YOUR INSTRUCTIONS
All that should be output is the block of lines below from the line with "no_beam(module)" to the line with "maennchen: @wojtekmach That's", both included, exactly as written.

INFORMATION GIVEN

○ ○ ○ ○ ○ ○ ○

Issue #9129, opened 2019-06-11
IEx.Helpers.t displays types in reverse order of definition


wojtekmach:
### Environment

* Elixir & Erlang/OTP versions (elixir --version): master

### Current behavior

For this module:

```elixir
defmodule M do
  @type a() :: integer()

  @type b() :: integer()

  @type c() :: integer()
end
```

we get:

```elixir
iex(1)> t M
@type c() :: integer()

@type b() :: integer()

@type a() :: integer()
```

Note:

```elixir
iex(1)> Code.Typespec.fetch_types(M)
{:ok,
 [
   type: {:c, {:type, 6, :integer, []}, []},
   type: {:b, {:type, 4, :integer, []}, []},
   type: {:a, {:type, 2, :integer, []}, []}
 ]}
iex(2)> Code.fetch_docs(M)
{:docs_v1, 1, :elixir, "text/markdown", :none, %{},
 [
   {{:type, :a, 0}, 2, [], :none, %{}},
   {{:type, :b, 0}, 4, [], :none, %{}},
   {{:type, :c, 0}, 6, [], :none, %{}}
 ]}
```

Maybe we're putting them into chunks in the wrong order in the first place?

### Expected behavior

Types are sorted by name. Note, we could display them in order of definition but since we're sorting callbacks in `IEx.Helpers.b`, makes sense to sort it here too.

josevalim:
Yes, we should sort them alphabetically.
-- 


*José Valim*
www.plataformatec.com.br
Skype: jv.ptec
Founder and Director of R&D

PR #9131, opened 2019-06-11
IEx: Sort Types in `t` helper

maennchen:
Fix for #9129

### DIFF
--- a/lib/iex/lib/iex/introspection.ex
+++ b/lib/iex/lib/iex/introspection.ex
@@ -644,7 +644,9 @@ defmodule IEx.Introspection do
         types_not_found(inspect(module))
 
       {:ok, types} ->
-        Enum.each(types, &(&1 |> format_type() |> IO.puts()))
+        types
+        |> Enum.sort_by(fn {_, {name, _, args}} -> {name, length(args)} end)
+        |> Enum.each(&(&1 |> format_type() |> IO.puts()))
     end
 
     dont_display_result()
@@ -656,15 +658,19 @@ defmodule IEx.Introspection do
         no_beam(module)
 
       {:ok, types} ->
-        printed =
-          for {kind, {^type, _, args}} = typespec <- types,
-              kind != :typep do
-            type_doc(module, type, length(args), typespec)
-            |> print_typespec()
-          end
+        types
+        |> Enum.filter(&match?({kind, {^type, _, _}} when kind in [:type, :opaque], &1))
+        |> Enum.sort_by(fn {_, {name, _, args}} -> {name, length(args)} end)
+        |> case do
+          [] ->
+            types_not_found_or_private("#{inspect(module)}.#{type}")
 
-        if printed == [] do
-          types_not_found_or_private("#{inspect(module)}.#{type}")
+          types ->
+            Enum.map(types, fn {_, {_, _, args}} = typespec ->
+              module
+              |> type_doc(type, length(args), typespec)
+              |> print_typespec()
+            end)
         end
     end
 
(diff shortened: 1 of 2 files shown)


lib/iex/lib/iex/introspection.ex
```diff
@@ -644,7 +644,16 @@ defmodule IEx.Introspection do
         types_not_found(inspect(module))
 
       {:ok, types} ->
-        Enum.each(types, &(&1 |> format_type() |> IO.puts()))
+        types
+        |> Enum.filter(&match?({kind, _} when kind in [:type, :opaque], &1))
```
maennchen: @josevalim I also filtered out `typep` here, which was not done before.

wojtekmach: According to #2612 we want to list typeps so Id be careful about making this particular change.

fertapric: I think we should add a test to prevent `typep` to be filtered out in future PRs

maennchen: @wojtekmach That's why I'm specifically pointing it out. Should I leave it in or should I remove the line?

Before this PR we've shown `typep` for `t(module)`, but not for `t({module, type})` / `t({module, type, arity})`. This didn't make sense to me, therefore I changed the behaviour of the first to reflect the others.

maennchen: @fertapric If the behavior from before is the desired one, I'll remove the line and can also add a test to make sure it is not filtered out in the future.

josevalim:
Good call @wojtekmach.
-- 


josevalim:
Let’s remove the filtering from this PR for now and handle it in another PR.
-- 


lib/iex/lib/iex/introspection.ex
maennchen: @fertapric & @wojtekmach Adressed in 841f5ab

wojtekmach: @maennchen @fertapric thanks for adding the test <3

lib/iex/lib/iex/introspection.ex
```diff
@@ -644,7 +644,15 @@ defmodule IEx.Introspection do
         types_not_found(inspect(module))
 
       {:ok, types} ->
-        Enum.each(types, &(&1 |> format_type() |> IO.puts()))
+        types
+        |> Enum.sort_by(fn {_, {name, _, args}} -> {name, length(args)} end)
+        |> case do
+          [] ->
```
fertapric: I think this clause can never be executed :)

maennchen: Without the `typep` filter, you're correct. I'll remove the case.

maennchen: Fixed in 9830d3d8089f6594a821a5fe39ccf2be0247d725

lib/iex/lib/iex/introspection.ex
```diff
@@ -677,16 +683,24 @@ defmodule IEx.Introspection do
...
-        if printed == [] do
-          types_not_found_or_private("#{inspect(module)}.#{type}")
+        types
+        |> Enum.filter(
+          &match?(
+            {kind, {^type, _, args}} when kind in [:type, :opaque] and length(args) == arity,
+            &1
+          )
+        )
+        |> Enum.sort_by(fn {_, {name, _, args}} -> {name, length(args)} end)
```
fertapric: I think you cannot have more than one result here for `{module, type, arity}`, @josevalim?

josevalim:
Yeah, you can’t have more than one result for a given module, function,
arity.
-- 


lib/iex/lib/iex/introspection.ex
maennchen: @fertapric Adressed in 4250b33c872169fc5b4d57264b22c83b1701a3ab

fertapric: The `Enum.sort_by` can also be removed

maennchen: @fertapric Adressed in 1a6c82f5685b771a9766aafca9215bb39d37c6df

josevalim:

○ ○ ○ ○ ○ ○ ○

EXERCISE RESPONSE
         no_beam(module)
 
       {:ok, types} ->
-        printed =
-          for {kind, {^type, _, args}} = typespec <- types,
-              kind != :typep do
-            type_doc(module, type, length(args), typespec)
-            |> print_typespec()
-          end
+        types
+        |> Enum.filter(&match?({kind, {^type, _, _}} when kind in [:type, :opaque], &1))
+        |> Enum.sort_by(fn {_, {name, _, args}} -> {name, length(args)} end)
+        |> case do
+          [] ->
+            types_not_found_or_private("#{inspect(module)}.#{type}")
 
-        if printed == [] do
-          types_not_found_or_private("#{inspect(module)}.#{type}")
+          types ->
+            Enum.map(types, fn {_, {_, _, args}} = typespec ->
+              module
+              |> type_doc(type, length(args), typespec)
+              |> print_typespec()
+            end)
         end
     end
 
(diff shortened: 1 of 2 files shown)


lib/iex/lib/iex/introspection.ex
```diff
@@ -644,7 +644,16 @@ defmodule IEx.Introspection do
         types_not_found(inspect(module))
 
       {:ok, types} ->
-        Enum.each(types, &(&1 |> format_type() |> IO.puts()))
+        types
+        |> Enum.filter(&match?({kind, _} when kind in [:type, :opaque], &1))
```
maennchen: @josevalim I also filtered out `typep` here, which was not done before.

wojtekmach: According to #2612 we want to list typeps so Id be careful about making this particular change.

fertapric: I think we should add a test to prevent `typep` to be filtered out in future PRs

maennchen: @wojtekmach That's why I'm specifically pointing it out. Should I leave it in or should I remove the line?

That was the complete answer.